You gave the sort of answer I have grown to expect from management
consultants.

You have a thesis you want to get across. The basic idea - decentralization
and industrial democracy - have been around for almost 100 years, counting
from the Wobbly Shop. But the type of people who hire management consultants
are not those who want to hear about ideas from anarchist trade union. Nor are
they the type of people who want to hear about cooperatives. The goal of both
are, after all, to reduce the power of the capitalist owners who employ
management consultants.

Instead, people prefer to hear more gentle examples, like Semco, which fit
into the standard capitalist framework. Then when those are labeled "radical",
it's okay to ignore anything which is more radical.

I have found a reference which does an excellent job of characterizing the
differences. I quote now from
[https://books.google.com/books?id=IKZVKMPEQCEC&pg=PA131&dq=%...](https://books.google.com/books?id=IKZVKMPEQCEC&pg=PA131&dq=%22wobbly+shop%22&hl=sv&sa=X&ei=Y6U-VY7fNoyusAHq8IHwAw&ved=0CGMQ6AEwCTgK#v=onepage&q=%22wobbly%20shop%22&f=false)
:

> Industrial democracy: By analogy with political or state democracy, a
> description of democratic practices as applied to workplaces. There are two
> major ways of thinking about this concept. The first involved some liberal
> conception of representative structures that allow workers to have influence
> over decision making, responsibility and authority. The extent of such
> influence can vary substantially, from an employer's 'suggestion scheme'
> through workplace methods such as 'team-working', up to the various forms of
> consultation and co-determination exemplified by Kalmar, Semco, or the John
> Lewis Partnership and the Quality of Working Life movement.

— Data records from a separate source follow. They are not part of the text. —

PR #5004, opened 2026-09-09
refactor(ts): Adopt the Kit 8.3.0 codec primitives

lorisleiva:
This PR bumps `@solana/kit` to `8.3.0` and replaces the codec primitives that #4985 had to hand-roll with the ones Kit now ships: 256-bit integer codecs, tap helpers for validation guards, and the strict UTF-8 and size-prefix options that were upstreamed from that review. `codecs.ts` shrinks by about 150 lines and every remaining custom codec is one where Anchor's borsh semantics genuinely differ from Kit's defaults.

### Codecs

```ts
// before
getU256Codec(); // local, two 128-bit chunks
getBorshStringCodec(); // local TextEncoder/TextDecoder wrapper
getVecCodec(item); // local wrapper asserting the length prefix

// after
getU256Codec(); // @solana/kit
addCodecSizePrefix(getUtf8Codec({ fatal: true, ignoreBOM: true, removeNullCharacters: false }), getU32Codec());
getArrayCodec(item, { requireSizePrefix: true });
```

The strict bool and option-tag decoders are now expressed as taps rather than identity transforms:

```ts
// before
transformCodec(getU8Codec(), (value: boolean) => (value ? 1 : 0), (byte) => {
  if (byte !== 0 && byte !== 1) throw new Error(`Invalid bool: ${byte}`);
  return byte === 1;
});

// after
combineCodec(
  getBooleanEncoder(),
  tapDecoderBytes(getBooleanDecoder(), (bytes, offset) => {
    if (bytes[offset] > 1) throw new Error(`Invalid bool: ${bytes[offset]}`);
  })
);
```

### Behaviour

One user-visible fix: a leading byte order mark (`U+FEFF`) is now preserved when decoding strings. The `TextDecoder` used since #4985 stripped it by default, whereas Rust's `String` and the v1 client (`Buffer#toString`) keep it.

```ts
// before
coder.types.decode("StringTest", encode("\ufeffa")); // { text: "a" }

// after
coder.types.decode("StringTest", encode("\ufeffa")); // { text: "\ufeffa" }
```

Invalid UTF-8 and lone surrogates still throw, now as Kit `SolanaError`s (`SOLANA_ERROR__CODECS__INVALID_UTF8_BYTES` with the offset of the malformed sequence, `SOLANA_ERROR__CODECS__INVALID_UTF8_STRING` with the index of the surrogate) rather than plain `Error`s. Error messages for invalid bool bytes and option tags are unchanged.

### Tests

44 tests. The string test gains the byte order mark round trip and asserts the `SolanaError` type; everything else passes unchanged, which is the point: the wire format and the strictness are identical, only the implementation moved to Kit.

### DIFF
--- a/CHANGELOG.md
+++ b/CHANGELOG.md
@@ -14,8 +14,6 @@ The minor version will be incremented upon a breaking change and the patch versi
 
 ### Fixes
 
-- ts: Preserve a leading byte order mark when decoding strings ([#5004](https://github.com/otter-sec/anchor/pull/5004)).
-
 ### Breaking
 
 - ts: Replace the borsh coder with `@solana/kit` codecs and remove the `@anchor-lang/borsh` package ([#4985](https://github.com/otter-sec/anchor/pull/4985)).
--- a/CHANGELOG.md
+++ b/CHANGELOG.md
@@ -14,6 +14,8 @@ The minor version will be incremented upon a breaking change and the patch versi
 
 ### Fixes
 
+- ts: Preserve a leading byte order mark when decoding strings ([#5004](https://github.com/otter-sec/anchor/pull/5004)).
+
 ### Breaking
 
 - ts: Replace the borsh coder with `@solana/kit` codecs and remove the `@anchor-lang/borsh` package ([#4985](https://github.com/otter-sec/anchor/pull/4985)).
--- a/ts/packages/anchor/src/coder/borsh/codecs.ts
+++ b/ts/packages/anchor/src/coder/borsh/codecs.ts
@@ -1,31 +1,23 @@
 import {
-  addCodecSizePrefix,
   Address,
-  assertByteArrayHasEnoughBytesForCodec,
-  assertNumberIsBetweenForCodec,
   Codec,
   combineCodec,
-  createDecoder,
-  Endian,
   FixedSizeCodec,
   getAddressCodec,
-  getArrayCodec,
-  getBytesCodec,
-  getI128Codec,
+  getBooleanDecoder,
+  getBooleanEncoder,
   getOptionCodec,
   getTupleCodec,
   getU8Codec,
   getU32Codec,
-  getU128Codec,
   getUnionCodec,
   isFixedSize,
   NumberCodec,
-  NumberCodecConfig,
   OptionOrNullable,
-  ReadonlyUint8Array,
+  tapDecoder,
+  tapDecoderBytes,
   transformCodec,
   unwrapOption,
-  VariableSizeCodec,
 } from "@solana/kit";
 import type { PublicKey } from "@solana/web3.js";
 
@@ -55,15 +47,14 @@ export function getPublicKeyCodec(): FixedSizeCodec<
  * decoding any other byte throws, matching Rust borsh deserialization.
  */
 export function getBoolCodec(): FixedSizeCodec<boolean, boolean, 1> {
-  return transformCodec(
-    getU8Codec(),
-    (value: boolean) => (value ? 1 : 0),
-    (byte) => {
+  return combineCodec(
+    getBooleanEncoder(),
+    tapDecoderBytes(getBooleanDecoder(), (bytes, offset) => {
+      const byte = bytes[offset];
       if (byte !== 0 && byte !== 1) {
         throw new Error(`Invalid bool: ${byte}`);
       }
-      return byte === 1;
-    }
+    })
   );
 }
 
@@ -75,16 +66,11 @@ export function getBoolCodec(): FixedSizeCodec<boolean, boolean, 1> {
 function getOptionPrefixCodec<TSize extends number>(
   prefix: FixedSizeCodec<bigint | number, number, TSize>
 ): FixedSizeCodec<bigint | number, number, TSize> {
-  return transformCodec(
-    prefix,
-    (tag: bigint | number) => tag,
-    (tag) => {
-      if (tag !== 0 && tag !== 1) {
-        throw new Error(`Invalid option tag: ${tag}`);
-      }
-      return tag;
+  return tapDecoder(prefix, (tag) => {
+    if (tag !== 0 && tag !== 1) {
+      throw new Error(`Invalid option tag: ${tag}`);
     }
-  );
+  });
 }
 
 /**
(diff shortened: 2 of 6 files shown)


ts/packages/anchor/src/coder/borsh/codecs.ts
```diff
@@ -55,15 +47,14 @@ export function getPublicKeyCodec(): FixedSizeCodec<
...
  */
 export function getBoolCodec(): FixedSizeCodec<boolean, boolean, 1> {
-  return transformCodec(
-    getU8Codec(),
-    (value: boolean) => (value ? 1 : 0),
-    (byte) => {
+  return combineCodec(
+    getBooleanEncoder(),
+    tapDecoderBytes(getBooleanDecoder(), (bytes, offset) => {
+      const byte = bytes[offset];
```
trevor-cortex: If `tapDecoderBytes` invokes the tap before the inner `getBooleanDecoder` read, then on a truncated buffer `bytes[offset]` is `undefined`, the guard on the next line fires, and the caller gets `Error("Invalid bool: undefined")` rather than Kit's `INVALID_BYTE_LENGTH` `SolanaError` that the old `transformCodec(getU8Codec(), …)` version produced (the u8 read did the bounds check first).

The snippet in the PR description uses `bytes[offset] > 1`, which naturally dodges this because `undefined > 1` is `false` and control falls through to Kit's bounds check. Suggest matching that here:

```ts
tapDecoderBytes(getBooleanDecoder(), (bytes, offset) => {
  if (bytes[offset] > 1) {
    throw new Error(`Invalid bool: ${bytes[offset]}`);
  }
})
```

and adding a truncated-input case to the bool test (`decode("BoolTest", Buffer.from([]))` → `SolanaError`). If the tap actually runs after the inner read, ignore this — but a test would pin that down either way.

ts/packages/anchor/tests/coder-types.spec.ts
```diff
@@ -563,15 +564,24 @@ describe("coder.types", () => {
...
+      () =>
+        coder.types.decode("StringTest", Buffer.from([2, 0, 0, 0, 0xff, 0xfe])),
+      SolanaError
     );
 
     // Lone surrogates cannot be represented in a Rust string.
     assert.throws(
       () => coder.types.encode("StringTest", { text: "\ud800" }),
-      /lone surrogates/
+      /lone surrogate/
```
trevor-cortex: Kit strips human-readable messages from production builds, so this regex only passes because tests run with dev messages enabled. Meanwhile the decode assertion just above (L578) only checks the `SolanaError` class, which is looser than the `/…/` match it replaced — an `INVALID_BYTE_LENGTH` from the prefix would satisfy it too.

Both would be tighter and build-independent with the code check:

```ts
import { isSolanaError, SOLANA_ERROR__CODECS__INVALID_UTF8_BYTES, SOLANA_ERROR__CODECS__INVALID_UTF8_STRING } from "@solana/kit";

assert.throws(
  () => coder.types.decode("StringTest", Buffer.from([2, 0, 0, 0, 0xff, 0xfe])),
  (e) => isSolanaError(e, SOLANA_ERROR__CODECS__INVALID_UTF8_BYTES)
);
assert.throws(
  () => coder.types.encode("StringTest", { text: "\ud800" }),
  (e) => isSolanaError(e, SOLANA_ERROR__CODECS__INVALID_UTF8_STRING)
);
```

CHANGELOG.md
```diff
@@ -14,6 +14,8 @@ The minor version will be incremented upon a breaking change and the patch versi
 
 ### Fixes
 
+- ts: Preserve a leading byte order mark when decoding strings ([#5004](https://github.com/otter-sec/anchor/pull/5004)).
```
trevor-cortex: Nit: the BOM stripping this fixes came from #4985, which is listed as unreleased in this same section, and v1 (`Buffer#toString`) never stripped it. So relative to any shipped release there's no observable change. Consider folding this into the #4985 line or dropping it so the release notes don't advertise a fix for a regression users never saw.

trevor-cortex (commented):
## Summary

Bumps `@solana/kit` to 8.3.0 and deletes the codec primitives #4985 had to hand-roll now that Kit ships them: `getU256Codec`/`getI256Codec`, `tapDecoder`/`tapDecoderBytes` for the bool and option-tag guards, `getUtf8Codec({ fatal, ignoreBOM, removeNullCharacters })` for borsh strings, and `getArrayCodec(item, { requireSizePrefix: true })` for `Vec<T>`. `codecs.ts` keeps only the codecs where Anchor's borsh semantics genuinely diverge from Kit's defaults (strict bool, strict option tags, `COption`, the single-key enum shape, `PublicKey` input). One intentional behaviour change: a leading U+FEFF is now preserved on decode, matching Rust and the v1 `Buffer#toString` path.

Whilst these
> examples provide illustrations of alternative forms of organizing, they all
> largely rely on the idea of empowerment as something which management does
> to workers. In other words, management and owners still have the ultimate
> sanction, and could withdraw democratic privileges if they wished.

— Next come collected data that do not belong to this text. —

PR #5007, opened 2026-09-09
feat(lang): Add support for None in `mint::authority` and `mint::freeze_authority`

### LINKED ISSUE #3066: Support `None` in mint authority constraints
`mint:freeze_authority` and `mint:authority` should be able to support None. Maybe they do already? But it's getting to be more common that people want to check that a mint has these option set to None.

swaroop-osec:
Closes #3066

### DIFF
--- a/lang/syn/src/parser/mod.rs
+++ b/lang/syn/src/parser/mod.rs
@@ -4,6 +4,22 @@ pub mod docs;
 pub mod error;
 pub mod program;
 
+use syn::Expr;
+
 pub fn tts_to_string<T: quote::ToTokens>(item: T) -> String {
     item.to_token_stream().to_string()
+}
+
+/// Returns true for the `None` literal (`None`, `Option::None`, …).
+pub fn expr_is_none(expr: &Expr) -> bool {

This is the same observation I mentioned earlier - Semler is a capitalist and
owns the methods of production. If he wanted to sell Semco, he could.
Continuing the quote:

> The more radical way of thinking about industrial democracy would be in
> terms of worker self-management. In this case a cooperative or an employee
> share ownership plan (ESOP) would mean that all those working for an
> organization would have a direct share in its profits and losses. As a
> result, they would have a clear interest in participating in democratic
> mechanisms to elect or deselect those who coordinate organizational
> activities; to dictate strategy; to take profits or reinvest, and so on (see
> Mondragon; Suma). Both forms of industrial democracy have been credited with
> increasing the motivation and commitment of workers, as well as increasing
> productivity and decreasing labour turnover. Whilst advocates of the liberal
> version might suggest that those were good things to achieve because they
> can increase shareholder or owner value, for the radicals all these would be
> secondary to the idea that labour might escape alienation in a Marxist
> sense. In other words, liberal ideas about job satisfaction are pale
> reflections of the conception of work as a form of human expression (see
> Fourier).

I think you can see why I said your proposal is not new, and it's not radical
- it fits cleanly inside of the box of traditional capitalism.

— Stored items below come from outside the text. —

PR #5008, opened 2026-09-09
feat(ts): Rewrite the provider on @solana/kit

lorisleiva:
This PR rewrites `AnchorProvider` on `@solana/kit`: it holds a Kit `rpc` and `rpcSubscriptions` client, and the wallet is a Kit signer. The program namespaces are untouched, so `sendAndConfirm`/`sendAll`/`simulate` keep their web3.js-typed signatures for now (lorisleiva/anchor#4 moves them to Kit messages), but everything behind them already runs on Kit.

### API changes

**Construction**
```ts
// before
new AnchorProvider(new Connection(url), new Wallet(keypair), opts);

// after: endpoints or any Kit client, and a Kit signer
new AnchorProvider(url, createWallet(keypair.secretKey), opts);
new AnchorProvider({ url, websocketUrl }, wallet, opts);
new AnchorProvider({ rpc, rpcSubscriptions }, wallet);
```
A bare URL derives the websocket endpoint the way web3.js did (`http(s)` to `ws(s)`, explicit port + 1).

**Provider interface**
```ts
// before
interface Provider {
  readonly connection: Connection;
  readonly publicKey?: PublicKey;
  readonly wallet?: Wallet;
  send?(...): Promise<TransactionSignature>; // declared, never implemented
  sendAndConfirm?(...); sendAll?(...); simulate?(...);
}

// after
interface Provider {
  readonly rpc: Rpc<SolanaRpcApiMainnet>;
  readonly rpcSubscriptions?: RpcSubscriptions<SolanaRpcSubscriptionsApi>;
  readonly wallet?: WalletSigner; // TransactionPartialSigner | TransactionModifyingSigner
  /** @deprecated */ readonly connection: Connection;
  /** @deprecated */ readonly publicKey?: PublicKey;
  sendAndConfirm?(...); sendAll?(...); simulate?(...); // unchanged signatures
}
```
`SolanaRpcApiMainnet` is the common denominator across clusters, so cluster-typed Kit clients are accepted. The wallet must be able to sign before sending; sending-only signers are rejected at compile time.

**Wallet**
```ts
// before
import { Wallet } from "@anchor-lang/core";
new Wallet(keypair);          // implements signTransaction/signAllTransactions
Wallet.local();               // from ANCHOR_WALLET

// after
import { createWallet, createLocalWallet } from "@anchor-lang/core";
createWallet(keypair.secretKey); // TransactionPartialSigner
createLocalWallet();             // from ANCHOR_WALLET
```
The `Wallet` interface and `NodeWallet` class are gone. `createWallet` wraps Kit's `createLazyKeyPairSignerFromBytes`, so it is synchronous: the address comes from the public-key half of the secret key and the WebCrypto import is deferred to the first signature. This keeps `AnchorProvider.local()`/`env()` and the `getProvider()` fallback synchronous, so `setProvider(AnchorProvider.env())` still works at the top of CommonJS test files.

**Errors**
```ts
// before
// sendAndConfirm: bare Error, logs sometimes attached ad hoc
// simulate: private SimulateError with no logs
class ProviderError; // did not exist

// after
class ProviderError extends Error { logs?: string[]; cause: SolanaError | unknown }
class SimulateError extends Error { simulationResponse; get logs() }  // now exported
```
`ProviderError.logs` come from the preflight error context, or are recovered via `getTransaction` for transactions that landed and failed. `translateError` resolves custom error codes by walking the `cause` chain for Kit's `SOLANA_ERROR__INSTRUCTION_ERROR__CUSTOM` instead of scraping messages, which Kit strips in production builds; the string parsers stay as a fallback for the legacy paths. Simulation failures are translatable for the first time.

**Simulation response**
```ts
// before
type SuccessfulTxSimulationResponse = Omit<SimulatedTransactionResponse, "err">; // web3.js, superstruct-parsed

// after
type SuccessfulTxSimulationResponse = {
  logs: readonly string[] | null;
  accounts?: readonly ((AccountInfoBase & AccountInfoWithBase64EncodedData) | null)[] | null;
  unitsConsumed?: bigint;
  returnData?: { data: Base64EncodedDataResponse; programId: Address } | null;
};
```
`utils.rpc.simulateTransaction` (a web3.js copy with a commitment parameter) is removed; `simulate` calls `rpc.simulateTransaction` directly.

**Removed**: `Provider.send`, `SendTxRequest`, `Wallet`, `NodeWallet`, `utils.rpc.simulateTransaction`.

### Behaviour
- Sending goes through Kit's `sendAndConfirmTransactionFactory`: confirmation is bounded by blockhash expiry instead of v1's 60-second resend loop.
- Preserved from v1: the "already processed" retry with a refreshed blockhash (now detected via the error code in the cause chain, with the message check as a fallback), caller-set blockhashes, `sendAll` signing the whole batch through the wallet in one request, other signers signing before the wallet.
- The fee payer is resolved against the full signer list, so a sponsor that pays but is referenced by no instruction still signs.
- Per-call `opts` are merged over the provider's defaults, so `{ skipPreflight: true }` keeps the provider's commitment (v1 fell back to the connection's).
- Legacy transactions carrying `nonceInfo` are rejected: the bridge rebuilds the message from `instructions` and `recentBlockhash`, so it cannot reproduce what web3.js compiles for them (nonce as blockhash, advance instruction prepended). Versioned transactions and legacy transactions built that way by hand are forwarded byte for byte.
- Legacy commitment aliases (`recent`, `single`, `singleGossip`, `root`, `max`) map to Kit commitments.

### Dependencies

The story you pushed happens to be one that makes capitalists content. It
changes nothing for them, except to bring in more profit. That's why this is
the type of story that gets passed around - rather, more so because Americans
identify more with the capitalist owner than the labor class they actually
are.

(You suggest that co-ops won't "resonate with [your] audience" \- of course
not! In your own words, liberal capitalism is all they know about!)

Your addition to it is to add a layer of intellectualism, by suggesting that
the command-and-control structure shares many similarities with feudal
structures as if that's meaningful. It isn't, because it's identical to the
command-and-control structure of non-feudal imperial and absolute monarchism,
neither of which require serfdom.

It doesn't seem matter to you that your justification has no historical basis.
You regard it as a simplification to get your point across. I regard it as a
truthiness, where you think it's okay to get things wrong, because a good
story that conveys the aspirations is good enough.

But it's bad scholarship. It does yourself and your listeners a disservice to
spread fables as if they were truths. I think you also should ponder why it
was you felt your knowledge of the feudal era was correct to use the analogy;
perhaps there are other topics you elaborate upon with equally shaky footing?